The analyzer generates a comprehensive markdown report including:

  • Basic company information (name, ticker, industry, market cap)
  • Fundamental analysis (P/E, P/B, ROE, margins, growth rates)
  • Technical analysis (trend, moving averages, RSI, MACD, support/resistance)
  • Valuation analysis (PEG, industry comparison, DCF)
  • Overall investment score (0-100)
  • Risk factors and opportunities
  • Data sources and disclaimers

JSON Structure

The analysis generates a JSON file with the following structure:

interface AnalysisSummary {
  score: number;        // Investment score (0-100)
  keywords: string[];   // Key investment keywords
  opinion: string;      // One-sentence investment opinion
  action: string;       // One-sentence action recommendation
  operate: 'BUY' | 'HOLD' | 'SELL' | 'AVOID'; // Hold recommendation
}

Analysis Result

interface AnalysisResult {
  stockCode: string;    // Normalized stock code
  stockName: string;    // Stock name
  outDir: string;       // Output directory path
  markdownPath: string; // Report file path
  jsonPath: string;     // JSON file path
  success: boolean;     // Whether analysis succeeded
  error?: string;       // Error message (if success is false)
}

Error Handling

When analysis fails, the success field is false and error contains details:

const result = await analyzeStock({
  stockCode: '000001.SZ',
  stockName: '平安银行',
});

if (!result.success) {
  console.error('Analysis failed:', result.error);
  // Possible errors:
  // - "Markdown report file not generated: ./reports/000001.SZ.md"
  // - "JSON summary file not generated: ./reports/000001.SZ.json"
}

Common failure reasons:

  • Output file not generated: AI Agent failed to create the report files
  • Network issues: Failed to fetch financial data
  • Model errors: API rate limits or model unavailability

File Naming

Output files can be named using different strategies:

| Mode | Example | Description | |------|---------|-------------| | code | 0700-hk.md | Stock code only | | name | tencent.md | Stock name (lowercase) | | code_date | 0700-hk_20260314.md | Code with date | | name_date | tencent_20260314.md | Name with date |

Requirements

  • Node.js >= 20.0.0
  • TypeScript >= 5.7.0

Cluster Mode (Distributed Processing)

The Stock Analyzer supports distributed processing with a master-worker architecture using HTTP polling.
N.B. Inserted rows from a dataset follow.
PR #2321, opened 2026-08-14
fix: use hash history in packaged apps to avoid 404 page after splash

martinbedouret:
## Problem

After the API URL fix (#2320), the Electron, iOS and Android apps show the **404 (NotFound) page right after the splash screen**.

## Root cause

Same `isCordova()` timing bug as the API URL, this time in `src/history.js`:

```js
const history = isCordova() ? createHashHistory() : createBrowserHistory();
```

`isCordova()` is `!!window.cordova`, but `history.js` runs at **module-evaluation time**, before Cordova defines `window.cordova`. So packaged builds get `createBrowserHistory()` (HTML5 path-based history). Packaged apps are served over non-web schemes:

- Electron → `file://`
- Android → `file://` (`AndroidInsecureFileModeEnabled=true`)
- iOS → `app://localhost`

Under those schemes, HTML5 history paths (e.g. `/board/…`) don't resolve, so react-router matches nothing and renders `<Route component={NotFound} />` — the 404 page.

## Fix

Select the history implementation from the **actual location scheme** instead of the not-yet-ready `window.cordova`:

- `http:` / `https:` → `createBrowserHistory()` (web, including local dev — unchanged)
- everything else (`file:`, `app:`) → `createHashHistory()` (packaged apps)

This removes the dependency on Cordova initialization timing and mirrors the approach used for the API URL fix.

## Testing

- Rebuilt and repackaged the Electron app: it now loads past the splash into the app instead of the 404 page; navigation works via hash routes.
- Web behavior unchanged: `http`/`https` still use browser history (production and local dev).

## Related

Follow-up to #2320 (same underlying `isCordova()`-at-module-load issue).

### DIFF
--- a/.github/workflows/codeql-analysis.yml
+++ b/.github/workflows/codeql-analysis.yml
@@ -38,11 +38,11 @@ jobs:
 
     steps:
       - name: Checkout repository
-        uses: actions/checkout@v3
+        uses: actions/checkout@v4
 
       # Initializes the CodeQL tools for scanning.
       - name: Initialize CodeQL
-        uses: github/codeql-action/init@v2
+        uses: github/codeql-action/init@v3
         with:
           languages: ${{ matrix.language }}
           # If you wish to specify custom queries, you can do so here or in a config file.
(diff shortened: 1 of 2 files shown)


martinbedouret:
Superseded by #2322, which includes this history fix refactored onto the new shared `isPackagedApp()` helper (along with the API URL and broken-image fixes). Closing in favor of #2322.

PR #2347, opened 2026-09-17
fix: do not paint a broken symbol image while offline

RodriSanchez1:
## Problem

After #2244 (remote symbol images cached in IndexedDB for offline use), every symbol on a board showed the browser's broken-image glyph while offline, until the IndexedDB lookup answered and swapped in the stored copy.

Root cause: `SymbolImage` painted the tile's remote url first and only read storage from `onError`. The one effect that read storage proactively was gated `if (!image && keyPath)`, which never fires for real tiles — `SymbolSearch.component.js` saves both `image` and `keyPath`. So nothing touched IndexedDB until the network request had already failed, and the glyph was on screen for the whole lookup. It repeated on every mount (`key={image || keyPath}`, plus fresh mounts per board navigation, per FixedGrid page and per Output push).

## Fix

A *pending* `` paints nothing; only a *failed* one paints the glyph. So offline the remote url stays the `src` and the image is rendered with `visibility: hidden` until `onLoad` proves it loaded; `onError` now clears `src` before falling back to storage, and the storage-read effect is gated on `!src` instead of the condition that never fired.

## Why url-first online is kept

An `` http-cache hit is decoded off the main thread with no JS, no Blob, no `createObjectURL` and no React re-render. The IndexedDB path costs all of those *plus* the same decode. This change touches only the offline branch — online there is still no lookup and no extra render — and it keeps the renderer memory cache on the fast path, so a board rendered earlier in the same session still paints instantly when revisited offline.

An earlier attempt that withheld the url offline and resolved IndexedDB before painting was rejected: it skipped the renderer memory cache and could not cover a flaky network, where `navigator.onLine` stays `true`.

## Tests

`Symbol.test.js` gains offline/visibility cases: hidden until `onLoad` offline, visible immediately online, fallback to the stored image on error, and no lookup while online.

## Not in this PR

- A module-level url memo so repeat mounts skip IndexedDB entirely — deferred by request to its own PR, tracked in a follow-up issue.
- A tile that ends blank offline with nothing stored does not recover when the network returns (`src` no longer changes, so `onError` cannot re-fire). Pre-existing behaviour — it stayed broken rather than blank — and left for the memo PR to decide.

https://claude.ai/code/session_01PSVTZoXRHXRkSc9RZMCaNP


RodriSanchez1:
Follow-up tracked in #2348 (session url memo so repeat mounts skip IndexedDB), deliberately out of scope here.

PR #231, opened 2019-07-18
Dev/franku/master/story 3081

franku:
Compare with 39e217eb9ebf313f080142ab48713ed24217dde9


franku:
It is a backport from an old 17.2 Bugfix and will improve in the next months.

Workers poll the master for tasks, execute analysis, and report results back. This enables parallel processing across multiple worker nodes.

Architecture

┌─────────────────────────────────────────────────────────────┐
│                         Master Node                          │
│  ┌─────────────┐  ┌──────────────┐  ┌──────────────────┐   │
│  │ TaskLoader  │─►│ StateManager │◄─│ TaskDistributor  │   │
│  │ (CSV load)  │  │ (In-memory)  │  │ (HTTP API)       │   │
│  └─────────────┘  └──────┬───────┘  └────────┬─────────┘   │
│                          │                   │              │
│                          ▼                   ▼              │
│                    ┌─────────────────────────────┐          │
│                    │      HTTP API (Port 3000)   │          │
│                    │  /api/v1/task/poll          │          │
│                    │  /api/v1/task/complete      │          │
│                    │  /api/v1/heartbeat          │          │
│                    │  /api/v1/shutdown           │          │
│                    └─────────────────────────────┘          │
│                                      │                       │
│                          Output Dir: ./results              │
│                          ├── {stockCode}.md                 │
│                          ├── {stockCode}.json               │
│                          └── {stockCode}-state.json         │
└──────────────────────────────┬──────────────────────────────┘
                               │ HTTP Polling (2s interval)
                               ▼
┌──────────────────────────────────────────────────────────────┐
│                        Worker Node(s)                         │
│  ┌─────────┐    ┌───────────┐    ┌───────────────────────┐  │
│  │ Poller  │───►│ Executor  │───►│ HttpReporter          │  │
│  │ (poll)  │    │ (analyze) │    │ (send results)        │  │
│  └─────────┘    └───────────┘    └───────────────────────┘  │
│                                                               │
│  Output Dir: ./worker-tmp (temporary, for intermediate files)│
└──────────────────────────────────────────────────────────────┘

Features

  • Horizontal Scaling: Multiple workers process tasks in parallel
  • Dynamic Scaling: Adjust worker count via HTTP API
  • Task Recovery: Failed tasks are automatically recovered
  • Heartbeat Monitoring: Master tracks worker health
  • Graceful Shutdown: Workers notify master before exiting
  • File Transfer: Workers send analysis results (Markdown + JSON) to Master via HTTP

Configuration

Master and Worker use separate configuration files for independent deployment.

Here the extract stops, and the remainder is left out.